I dissolved the sugar in the water first, then added the juices to taste. Cream of Tartar adds a pleasing, tart aftertaste and helps stabilize carbonation. Then the whole thing had to be cooled down to around 85 degrees before pitching (adding) the yeast. If you add the yeast too soon, it’ll get cooked to death!

After that, I shook it up real good, to mix everything well and to get some oxygen into the liquid, then used a sanitized funnel to decant into sanitized 500ml brown PET plastic bottles. There was a bit left, so I filled a third bottle about half way as a test bottle. Then on went the screw caps, nice and tight, and I stuck them on my electric brew pad to ferment for a couple of days.

After a day and a half, the test bottle was rock-hard, so I refrigerated it. A half bottle has more oxygen for the yeast and will usually ferment faster. When cold, I stuck it in my handy-dandy insulated lunchbag with a chill-pak and took it to Keystone Homebrew for a ritual uncapping. I shared it around the store, and we pronounced it good.

My thoughts on the recipe were that it could use a bit more sugar, perhaps a touch of an adjunct sugar like table syrup (corn syrup) or a tablespoon or so of light brown sugar to give it some complex sweetness and caramel notes that the yeast and the tartness wouldn’t overpower. I also thought maybe a touch of cinnamon and vanilla, just a tiny touch, to try to get a hint of graham-cracker into it for the crust of a key lime pie might be worth an experiment. Jason at Keystone also thought some bottle conditioning might help it mellow a bit over a few days or a week or so.

SUCCESS: Skeleton Key Lime Pie Soda

Bubonic? Wha…?

Saturday, March 24th, 2007

Look for the sign of the dancing rat!Gee, that doesn’t sound very tasty…

Why on Earth would I name my luscious, delicious, and vitamin-packed creations after the Black Death?

Well..um…er… I don’t really have a good reason. I’m big on hyperbole.

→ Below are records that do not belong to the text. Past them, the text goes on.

PR #459, opened 2022-10-28
bug/SWTC-1459 missing revert data

JGiter:
### Summary

|             |   |
|-------------|---|
| Description | In order to send transaction to offerable identity two conditons must be met. Signer should own offerable identity and offerable identity should own `did` being updated. First is checked in OfferableIdentity.sol. This PR adds second|

Also had to pin @sphereon/pex, because recent bugfix introduced breaking changes

### DIFF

I get a kick out of the goofy beer labels with incongruous, funny company names and joke beer brands. One of my favorites has to be Schmaltz Brewing Company, and their He’Brew line of “chosen” beers.  I also like to come up with my own oddball beers — my favorites were my Howling Black Death Dark, and my Old Maidenhead Cherry Stout.

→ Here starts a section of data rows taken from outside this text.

PR #462, opened 2022-11-09
task/switch-1683 update contract deployment script

nichonien:
### Summary

|             |   |
|-------------|---|
| Description | Update truffle config and contract migration script for deployment  |
| Jira issue  |  https://energyweb.atlassian.net/browse/SWTCH-1683  |


JGiter (commented):
Since we are going to deploy with `truffle migrate` in proxyidentity can we remove https://github.com/energywebfoundation/ew-did-registry/blob/development/scripts/deployIdentityManager.js?

nichonien:
> Since we are going to deploy with `truffle migrate` in proxyidentity can we remove https://github.com/energywebfoundation/ew-did-registry/blob/development/scripts/deployIdentityManager.js?

Hmm, nice point. I will remove it.

JGiter (approved):

nichonien:
@jrhender @whitneypurdum I see the `snyk` test failing but I cannot know why, it says I don't have access though I was able to see the results in my previous PR.

packages/proxyIdentity/migrations/2_identityManager_migrations.js
```diff
@@ -2,10 +2,13 @@
 const { deployProxy } = require('@openzeppelin/truffle-upgrades');
 
 // needs to be updated with actual address
-const libraryAddress = '0x4B0897b0513fdC7C541B6d9D7E929C4e5364D2dB';
+const libraryAddress = '0x4c392f00a17B1b77aB059E6dc9ccE91F74113c66';
```
jrhender, line 5: @nichonien is this comment of `// needs to be updated with actual address` still accurate? What contract is `'0x4c392f00a17B1b77aB059E6dc9ccE91F74113c66'`?

nichonien: That is correct address for the latest deployment. This comment is from the standpoint when someone else uses this script, this address would be irrelevant at that point of time for a fresh deployment. Maybe I should rephrase this comment?

nichonien: Updated the comment.

jrhender (approved):
The failing Snyk check for licenses, which I think we still need to adjust. So this is good from my perspective.

PR #150, opened 2026-07-21
fix(admin): validate native-faucet metadata against deployed account

### LINKED ISSUE #149: fix(admin): validate native-faucet metadata at registration time
## Context

Follow-up from [PR #145](https://github.com/gateway-fm/miden-agglayer/pull/145). This is intentionally separate from the release patch.

Recovery now reads an independent Miden faucet account's authoritative `token_name`, `symbol`, and `decimals`. However, `admin_registerNativeFaucet` currently trusts caller-supplied metadata and may default an omitted name to the supplied symbol.

If the registered values differ from the already-deployed faucet account, the proxy can persist and emit a metadata hash whose preimage cannot later be reconstructed from authoritative chain state after database loss.

Custom `name != symbol` faucets are valid and must be preserved exactly.

## Minimal scope

- During native-faucet registration, import/read the referenced public faucet account from Miden.
- Compare its actual token name, symbol, and decimals with the requested values before inserting the registry row or emitting bridge metadata.
- Reject any mismatch with a precise operator-facing error and no partial state change.
- Preserve an authentic custom name when it differs from the symbol; do not normalize it away.
- Define how operators detect and remediate already-registered mismatched rows. Recovery must not silently guess a metadata preimage.

Do not redesign general metadata recovery or add distributed-replica coordination.

## Acceptance criteria

- Registration of a faucet whose requested name, symbol, and decimals exactly match the Miden account succeeds.
- A matching custom-name faucet (`name != symbol`) survives database-loss restore with the same metadata hash/preimage.
- A mismatched name, symbol, or decimals is rejected independently with a specific error before the registry changes.
- If `name` is omitted, registration succeeds only when the faucet's actual name equals the supplied symbol, unless the API imports and persists the actual name automatically.
- A regression proves failed registration leaves no registry row and emits no bridge configuration metadata.
- An E2E restore explicitly verifies both the native-faucet row and a network-2 token registry row after recovery.
- Operator documentation explains detection and remediation of any legacy mismatched row without silently rewriting history.

## Non-goals

- Accepting caller metadata as authoritative over the deployed faucet account.
- Normalizing every valid token name to its symbol.
- Active-active/shared-PostgreSQL proxy replicas; tracked separately in [#142](https://github.com/gateway-fm/miden-agglayer/issues/142).

mandrigin:
## Summary

- read the referenced deployed Miden faucet before native-faucet registration
- validate the requested name, symbol, and decimals against the faucet's authoritative metadata
- persist the authoritative metadata preimage, including valid custom names that differ from the symbol
- add unit and Miden-origin E2E coverage for mismatch rejection, custom-name preservation, and database-loss restore
- document how operators can detect and remediate legacy mismatched registry rows

## Why

`admin_registerNativeFaucet` previously trusted caller-supplied metadata. If those values differed from the deployed faucet account, the proxy could persist a metadata-hash preimage that could not be reconstructed from chain state during database-loss recovery.

This change makes the deployed faucet authoritative and rejects mismatches before bridge configuration or registry persistence.

## Test coverage added

- unit tests for exact matches, independent field mismatches, omitted names, and custom `name != symbol`
- fail-closed registration test when authoritative faucet metadata cannot be read
- Miden-origin E2E assertions for mismatch rejection and custom-name persistence
- opt-in destructive restore regression covering both a native custom-name row and a network-2 row

Closes #149

### DIFF
--- a/docs/operations/runbook.md
+++ b/docs/operations/runbook.md
@@ -319,17 +319,17 @@ leaf). To detect it:
    faucet's on-chain `MetadataHash`. A row whose stored preimage keccak differs
    from the deployed faucet's hash is mismatched.
 
-2. Remediate. Re-registration does **not** repair a mismatched row:
-   `admin_registerNativeFaucet` is register-if-absent (idempotent) — for an
-   origin that already has a route it returns the existing row unchanged and
-   never rewrites its metadata. A kept stack with a mismatched legacy row must
-   therefore be remediated by removing that row (operator-authorized DB action)
-   and re-registering the faucet against its deployed account — the fresh
-   registration then validates + persists authoritative metadata (supplying the
-   faucet's actual name, or omitting `name` to adopt it; a custom `name != symbol`
-   is preserved, never normalized). Recovery must not reconstruct history by
-   guessing; the only safe source is the deployed faucet account. On the
-   supported clean-slate rollout this situation does not arise.
+2. Do not attempt an in-place repair. `admin_registerNativeFaucet` is
+   register-if-absent (idempotent) — it never rewrites an existing row — so
+   re-registration cannot fix a mismatched row. Surgical row deletion +
+   re-registration is also **not** a repair: it discards the only locally
+   retained legacy preimage and overwrites the bridge's current metadata hash,
+   yet it cannot repair historical B2AGG leaves/events already committed with
+   the old hash. The supported rollout is clean-slate, so legacy state is not
+   migrated and this situation does not arise on it. If a mismatched row is
+   ever observed on a stack that must be kept: preserve and back up the current
+   state, quarantine the affected faucet, and escalate — or rebuild from a
+   clean deployment. Do not perform surgical row edits.
 
 ## 4. Incident procedures
 
--- a/docs/operations/runbook.md
+++ b/docs/operations/runbook.md
@@ -291,10 +291,16 @@ preimage is reconstructable from authoritative chain state during `--restore`
 mismatched symbol, decimals, or name is rejected up-front with a specific error
 and leaves no registry row.
 
+**Legacy state is not migrated.** The supported rollout is clean-slate: the new
+deployment starts fresh with this validation active, so no legacy mismatched row
+carries into it, and no in-place repair path is provided. The detection below is
+for diagnosing an unexpected mismatched row on a stack that must be kept — not a
+supported migration.
+
 A row registered by an **older build** may still carry a preimage that does not
 match its deployed faucet account. Recovery does **not** silently guess a
 preimage — an unrecoverable native row halts `--restore` fail-closed (its poison
-leaf). To detect and remediate before that happens:
+leaf). To detect it:
 
 1. Detect. For each native row (`origin_network` == the proxy's configured
    `network_id`), compare the stored preimage against the deployed faucet
@@ -313,12 +319,17 @@ leaf). To detect and remediate before that happens:
    faucet's on-chain `MetadataHash`. A row whose stored preimage keccak differs
    from the deployed faucet's hash is mismatched.
 
-2. Remediate. Re-register the faucet against its deployed account so the row and
-   the emitted bridge metadata are rewritten from authoritative state. Because a
-   custom `name != symbol` is valid, supply the faucet's actual name (or omit
-   `name` to adopt it) — never normalize it to the symbol. Recovery must not
-   reconstruct history by guessing; the only safe source is the deployed faucet
-   account.
+2. Remediate. Re-registration does **not** repair a mismatched row:
+   `admin_registerNativeFaucet` is register-if-absent (idempotent) — for an
+   origin that already has a route it returns the existing row unchanged and
+   never rewrites its metadata. A kept stack with a mismatched legacy row must
+   therefore be remediated by removing that row (operator-authorized DB action)
+   and re-registering the faucet against its deployed account — the fresh
+   registration then validates + persists authoritative metadata (supplying the
+   faucet's actual name, or omitting `name` to adopt it; a custom `name != symbol`
+   is preserved, never normalized). Recovery must not reconstruct history by
+   guessing; the only safe source is the deployed faucet account. On the
+   supported clean-slate rollout this situation does not arise.
 
 ## 4. Incident procedures
 
--- a/docs/operations/runbook.md
+++ b/docs/operations/runbook.md
@@ -280,6 +280,46 @@ sweep.
 Never substitute `--init` for recovery: it creates new account identities and
 can strand control/balances associated with the old ones.
 
+### Detecting + remediating a mismatched native-faucet registry row
+
+`admin_registerNativeFaucet` now validates caller-supplied metadata against the
+deployed Miden faucet account before writing anything (issue #149): the persisted
++ emitted metadata-hash preimage `abi.encode(name, symbol, decimals)` is taken
+from the faucet account, never from caller-supplied params. This guarantees the
+preimage is reconstructable from authoritative chain state during `--restore`
+(recovery derives its only native-token candidate from the faucet account). A
+mismatched symbol, decimals, or name is rejected up-front with a specific error
+and leaves no registry row.
+
+A row registered by an **older build** may still carry a preimage that does not
+match its deployed faucet account. Recovery does **not** silently guess a
+preimage — an unrecoverable native row halts `--restore` fail-closed (its poison
+leaf). To detect and remediate before that happens:
+
+1. Detect. For each native row (`origin_network` == the proxy's configured
+   `network_id`), compare the stored preimage against the deployed faucet
+   account's authoritative `token_name` / `symbol` / `decimals`:
+
+   ```sql
+   -- stored preimage (hex) per native faucet
+   SELECT faucet_id, symbol, origin_decimals, encode(metadata,'hex')
+   FROM faucet_registry
+   WHERE origin_network = <configured network_id>;
+   ```
+
+   Read the faucet account's authoritative metadata from Miden (the same
+   `token_name()` / `symbol()` / `decimals()` the proxy reads at registration),
+   ABI-encode `(name, symbol, decimals)`, and confirm its `keccak256` equals the
+   faucet's on-chain `MetadataHash`. A row whose stored preimage keccak differs
+   from the deployed faucet's hash is mismatched.
+
+2. Remediate. Re-register the faucet against its deployed account so the row and
+   the emitted bridge metadata are rewritten from authoritative state. Because a
+   custom `name != symbol` is valid, supply the faucet's actual name (or omit
+   `name` to adopt it) — never normalize it to the symbol. Recovery must not
+   reconstruct history by guessing; the only safe source is the deployed faucet
+   account.
+
 ## 4. Incident procedures
 
 ### Node outage or `/health` 503
--- a/scripts/e2e-cantina13-metadata-recovery.sh
+++ b/scripts/e2e-cantina13-metadata-recovery.sh
@@ -439,16 +439,26 @@ pass "DB backed up ($(wc -c < "$BACKUP") bytes → $BACKUP)"
 # reuses rows that already exist in the full suite — no extra registration, no separate
 # proxy-only reset (PR #150 re-review). If either row is absent (cantina13 run outside
 # the full suite), SKIP — the assertion is only meaningful with the prior tiers present.
-_s149_row() { pg "SELECT faucet_id||'|'||origin_network||'|'||encode(origin_address,'hex')||'|'||symbol||'|'||origin_decimals||'|'||encode(metadata,'hex') FROM faucet_registry WHERE $1 ORDER BY faucet_id LIMIT 1"; }
-S149_NATIVE_ROW=$(_s149_row "symbol='WMDN'")
+# FULL identity: faucet_id | origin_network | origin_address | symbol |
+# origin_decimals | miden_decimals | scale | metadata-preimage — miden_decimals
+# and scale included so a restore with wrong CONVERSION params can't pass (PR #150).
+_s149_row() { pg "SELECT faucet_id||'|'||origin_network||'|'||encode(origin_address,'hex')||'|'||symbol||'|'||origin_decimals||'|'||miden_decimals||'|'||scale||'|'||encode(metadata,'hex') FROM faucet_registry WHERE $1 ORDER BY faucet_id LIMIT 1"; }
+# Constrain the native custom-name capture to the NATIVE route (origin_network ==
+# the proxy's own net id): symbol='WMDN' alone could select a foreign-origin WMDN
+# row on a warm/shared stack and prove survival of the WRONG route (PR #150).
+S149_NATIVE_ROW=$(_s149_row "symbol='WMDN' AND origin_network=${LOCAL_NETWORK_ID}")
 S149_NET2_ROW=$(_s149_row "origin_network=2")
 if [[ -n "$S149_NATIVE_ROW" && -n "$S149_NET2_ROW" ]]; then
     S149_CHECK=1
     S149_NATIVE_FID="${S149_NATIVE_ROW%%|*}"; S149_NET2_FID="${S149_NET2_ROW%%|*}"
     pass "#149 restore-survival PRE: captured native custom-name row (WMDN $S149_NATIVE_FID) + net-2 row ($S149_NET2_FID)"
+elif [[ "${REQUIRE_S149_RESTORE:-0}" == "1" ]]; then
+    # In the full overlay suite the prior L2L2/native phases MUST have created both
+    # rows; a regression there must FAIL the release gate, not silently skip (PR #150).
+    fail "#149 restore-survival: REQUIRE_S149_RESTORE=1 but a prerequisite row is absent (native WMDN net=$LOCAL_NETWORK_ID: ${S149_NATIVE_ROW:-<none>} | net-2: ${S149_NET2_ROW:-<none>}) — a prior phase regressed"
 else
     S149_CHECK=0
-    log "#149 restore-survival: SKIP — no WMDN native and/or net-2 row present (cantina13 run outside the full suite)"
+    log "#149 restore-survival: SKIP — no WMDN native and/or net-2 row present (standalone cantina13, REQUIRE_S149_RESTORE unset)"
 fi
 
 # finding #65 — we deliberately do NOT preserve the proxy's per-signer nonce tables.
--- a/scripts/e2e-cantina13-metadata-recovery.sh
+++ b/scripts/e2e-cantina13-metadata-recovery.sh
@@ -446,8 +446,14 @@ _s149_row() { pg "SELECT faucet_id||'|'||origin_network||'|'||encode(origin_addr
 # Constrain the native custom-name capture to the NATIVE route (origin_network ==
 # the proxy's own net id): symbol='WMDN' alone could select a foreign-origin WMDN
 # row on a warm/shared stack and prove survival of the WRONG route (PR #150).
-S149_NATIVE_ROW=$(_s149_row "symbol='WMDN' AND origin_network=${LOCAL_NETWORK_ID}")
-S149_NET2_ROW=$(_s149_row "origin_network=2")
+# REQUIRE non-empty metadata (octet_length > 0): a row whose preimage is empty
+# would still yield a non-empty _s149_row tuple, and the POST equality would accept
+# empty->empty — a false-green that never exercises recovery of the preimage (for
+# net-2, recovery from its OWN network RPC, finding #62). An empty-metadata row is
+# treated as ABSENT here, so the absent-row policy below (fail if REQUIRE, else skip)
+# applies (PR #150 re-review).
+S149_NATIVE_ROW=$(_s149_row "symbol='WMDN' AND origin_network=${LOCAL_NETWORK_ID} AND octet_length(metadata) > 0")
+S149_NET2_ROW=$(_s149_row "origin_network=2 AND octet_length(metadata) > 0")
 if [[ -n "$S149_NATIVE_ROW" && -n "$S149_NET2_ROW" ]]; then
     S149_CHECK=1
     S149_NATIVE_FID="${S149_NATIVE_ROW%%|*}"; S149_NET2_FID="${S149_NET2_ROW%%|*}"
@@ -455,7 +461,7 @@ if [[ -n "$S149_NATIVE_ROW" && -n "$S149_NET2_ROW" ]]; then
 elif [[ "${REQUIRE_S149_RESTORE:-0}" == "1" ]]; then
     # In the full overlay suite the prior L2L2/native phases MUST have created both
     # rows; a regression there must FAIL the release gate, not silently skip (PR #150).
-    fail "#149 restore-survival: REQUIRE_S149_RESTORE=1 but a prerequisite row is absent (native WMDN net=$LOCAL_NETWORK_ID: ${S149_NATIVE_ROW:-<none>} | net-2: ${S149_NET2_ROW:-<none>}) — a prior phase regressed"
+    fail "#149 restore-survival: REQUIRE_S149_RESTORE=1 but a prerequisite row is absent or has empty metadata (native WMDN net=$LOCAL_NETWORK_ID: ${S149_NATIVE_ROW:-<none>} | net-2: ${S149_NET2_ROW:-<none>}) — a prior phase regressed"
 else
     S149_CHECK=0
     log "#149 restore-survival: SKIP — no WMDN native and/or net-2 row present (standalone cantina13, REQUIRE_S149_RESTORE unset)"
--- a/scripts/e2e-cantina13-metadata-recovery.sh
+++ b/scripts/e2e-cantina13-metadata-recovery.sh
@@ -430,6 +430,27 @@ docker exec "$PG_CONTAINER" pg_dump -U agglayer agglayer_store > "$BACKUP" 2>/de
 [[ -s "$BACKUP" ]] || fail "DB backup failed (empty dump) — refusing to drop without a backup"
 pass "DB backed up ($(wc -c < "$BACKUP") bytes → $BACKUP)"
 
+# ── #149 restore-survival PRE-capture (reuses existing full-suite rows) ────────────────
+# Before the from-scratch DROP + --restore, snapshot a native CUSTOM-NAME row and a
+# network-2 row so we can prove they SURVIVE recovery with FULL identity
+# (faucet_id | origin_network | origin_address | symbol | origin_decimals | preimage).
+# The native custom-name (WMDN, name != symbol) row comes from e2e-miden-origin.sh's
+# custom-name faucet (step 1d); a net-2 (L2B-origin) row comes from the l2l2 tier. This
+# reuses rows that already exist in the full suite — no extra registration, no separate
+# proxy-only reset (PR #150 re-review). If either row is absent (cantina13 run outside
+# the full suite), SKIP — the assertion is only meaningful with the prior tiers present.
+_s149_row() { pg "SELECT faucet_id||'|'||origin_network||'|'||encode(origin_address,'hex')||'|'||symbol||'|'||origin_decimals||'|'||encode(metadata,'hex') FROM faucet_registry WHERE $1 ORDER BY faucet_id LIMIT 1"; }
+S149_NATIVE_ROW=$(_s149_row "symbol='WMDN'")
+S149_NET2_ROW=$(_s149_row "origin_network=2")
+if [[ -n "$S149_NATIVE_ROW" && -n "$S149_NET2_ROW" ]]; then
+    S149_CHECK=1
+    S149_NATIVE_FID="${S149_NATIVE_ROW%%|*}"; S149_NET2_FID="${S149_NET2_ROW%%|*}"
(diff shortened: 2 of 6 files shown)


src/service_admin.rs
```diff
@@ -325,23 +407,88 @@ pub async fn admin_register_native_faucet(
         return Ok(existing.faucet_id.to_hex());
```
mandrigin, line 407: **Updated — non-blocking under the confirmed clean-slate rollout.** The 0.15.9 deployment and its state will be removed, so no legacy poisoned row can carry into the new testnet and no repair implementation is required here. The endpoint's early return is therefore harmless for already-valid rows. Please only remove/reword the runbook claim that ordinary re-registration repairs legacy state; the supported policy is that legacy state is not migrated.

src/service_admin.rs
```diff
@@ -325,23 +407,88 @@ pub async fn admin_register_native_faucet(
...
+                    .await
+                    .map_err(|e| anyhow::anyhow!("get_account({faucet_id}): {e}"))?
+                    .ok_or_else(|| {
+                        anyhow::anyhow!(
+                            "admin_registerNativeFaucet: faucet account {faucet_id} not \
+                             found after import"
+                        )
+                    })?;
+                // Both supported kinds expose the standard FungibleFaucet metadata.
+                let (_kind, faucet) = faucet_ops::classify_faucet_account(&faucet_account)?;
```
mandrigin: **Updated — non-blocking, but recommended.** Miden restricts this configuration to the bridge admin and the native path can only lock/unlock existing assets, so this is not an unbacked-mint or external-user vulnerability. Still, retaining `kind` and requiring `FaucetKind::NativeFungible` is a very small, useful guard against an operator accidentally reclassifying an already-registered AggLayer-owned faucet. Full hostile-account hardening need not expand #149.

scripts/e2e-miden-origin.sh
```diff
@@ -126,6 +126,84 @@ done
...
+      \"symbol\":\"$1\",\"decimals\":$2}]}" 2>/dev/null
+}
+BAD_SYM_ORIGIN="0x0bad51$(python3 -c "import secrets;print(secrets.token_hex(17))")"
+BAD_DEC_ORIGIN="0x0badde$(python3 -c "import secrets;print(secrets.token_hex(17))")"
+BAD_NAME_ORIGIN="0x0bad1a$(python3 -c "import secrets;print(secrets.token_hex(17))")"
+# wrong symbol
+RESP=$(_reg_mismatch "WRONG" 8 "$BAD_SYM_ORIGIN")
+echo "$RESP" | grep -qi 'symbol mismatch' \
+  || fail "#149: wrong-symbol registration should error 'symbol mismatch', got: $RESP"
+[[ -z "$(pgq "SELECT 1 FROM faucet_registry WHERE lower(origin_address)=lower('${BAD_SYM_ORIGIN#0x}') OR lower(origin_address)=lower('$BAD_SYM_ORIGIN');")" ]] \
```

There’s been a bit of a hiatus in BB’s brewing, a number of years, but I’ve had some time lately and a resurgence in my interest in zymurgy in general. I’ve been working my way back into beer using naturally-carbonated soda, something that lets me practice a bit, get used to the whole “sanitize everything” drill, gather equipment and supplies, that sort of thing.  Most of the tools for building a good beer are the same you use for building a good soda, and a lot of the techniques are the same. Of course, there are specialized techniques for each, just like there are for winemaking, for mead making, for cider making…you name it.  But when you come down to it, there’s just making a sweet base for yeast to eat, letting it ferment to alcohol or not, and either letting it carbonate the result or not.

I looked at my other websites, and what I have already built isn’t really suited to my brewing efforts, so I bought Yet Another Domain Name and set up WordPress (it was available on Fantastico, so I didn’t have to go to any effort), and whammo, blammo, I have a blog for my brewing.  Who knows?  I hope it’ll be interesting!